##### Records for the exercise #####

Issue #1695, opened 2015-05-08
Android - Soft and hard back buttons behave differently


thisandagain:
The "hard" Android back button performs as you would expect by dismissing the active Activity and going back to the parent in the stack. Currently, the "soft" back button seems to be re-triggering the Activity life-cycle which is slower and has possible memory allocation repercussions.

Needs more investigation.

PR #1708, opened 2015-05-08
Persist element definitions

k88hudson:
This is working for images and text so far.


www_src/blocks/generator.js
```diff
@@ -11,18 +12,19 @@ Generator.IMAGE = "image";
 
 Generator.generateBlock = function(options) {
```
k88hudson: Personally I would rather get rid of this function altogether and just export the block components

k88hudson: Actually eyah i think i'm gonna do that

package.json
```diff
@@ -62,7 +62,7 @@
     "react": "0.13.1",
     "react-hammerjs": "0.2.2",
     "react-imageloader": "1.2.0",
-    "url-pattern": "^0.8.0",
+    "url-pattern": "git://github.com/k88hudson/url-pattern.git#hyphenunderscore",
```
Pomax: what does this change and is there already something that does this so we don't have to point to personal git repos?

www_src/blocks/generator.js
```diff
@@ -2,6 +2,7 @@ var React = require('react');
 var Text = require('./text.jsx');
 var Link = require('./link.jsx');
 var Image = require('./image.jsx');
+var uuid = require('../lib/uuid');
```
Pomax: why not https://www.npmjs.com/package/node-uuid?

www_src/blocks/generator.js
```diff
@@ -11,18 +12,19 @@ Generator.IMAGE = "image";
...
-    return <Text value={options.value} />;
+    return <Text {...options} />;
   }
   if (options.type === Generator.LINK) {
-   return <Link href={options.href} label={options.label} active={options.active} />;
+   return <Link {...options} />;
   }
   if (options.type === Generator.IMAGE) {
-    return <Image src={options.src} alt={options.alt} />;
+    return <Image {...options} />;
```
Pomax: Does ES6 +JSX give us some way to compact this to something like `<${type} {...options}/>`? =/

www_src/blocks/image.jsx
```diff
@@ -0,0 +1,29 @@
...
+    defaults: {
+      src: '',
+      alt: '',
+      opacity: 1,
+      borderWidth: 0,
+      borderColor: 'transparent'
+    }
+  },
+  getDefaultProps: function () {
+    return this.defaults;
```
Pomax: since it's statics, `return Image.defaults`?

www_src/blocks/image.jsx
```diff
@@ -0,0 +1,29 @@
...
+  },
+  render: function() {
+    var style = {
+      opacity: this.props.opacity,
+      borderStyle: 'solid',
+      borderWidth: this.props.borderWidth,
+      borderColor: this.props.borderColor
+    };
+    return <img style={style} src={this.props.src} alt={this.props.alt} />
```
Pomax: do we want to use the slightly more complex LoaderImage that @thisandagain created?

#####

• **What this task involves**
What is needed is every line of the records above that contains the word "pattern".

• **Result for this exercise**
-    "url-pattern": "^0.8.0",
+    "url-pattern": "git://github.com/k88hudson/url-pattern.git#hyphenunderscore",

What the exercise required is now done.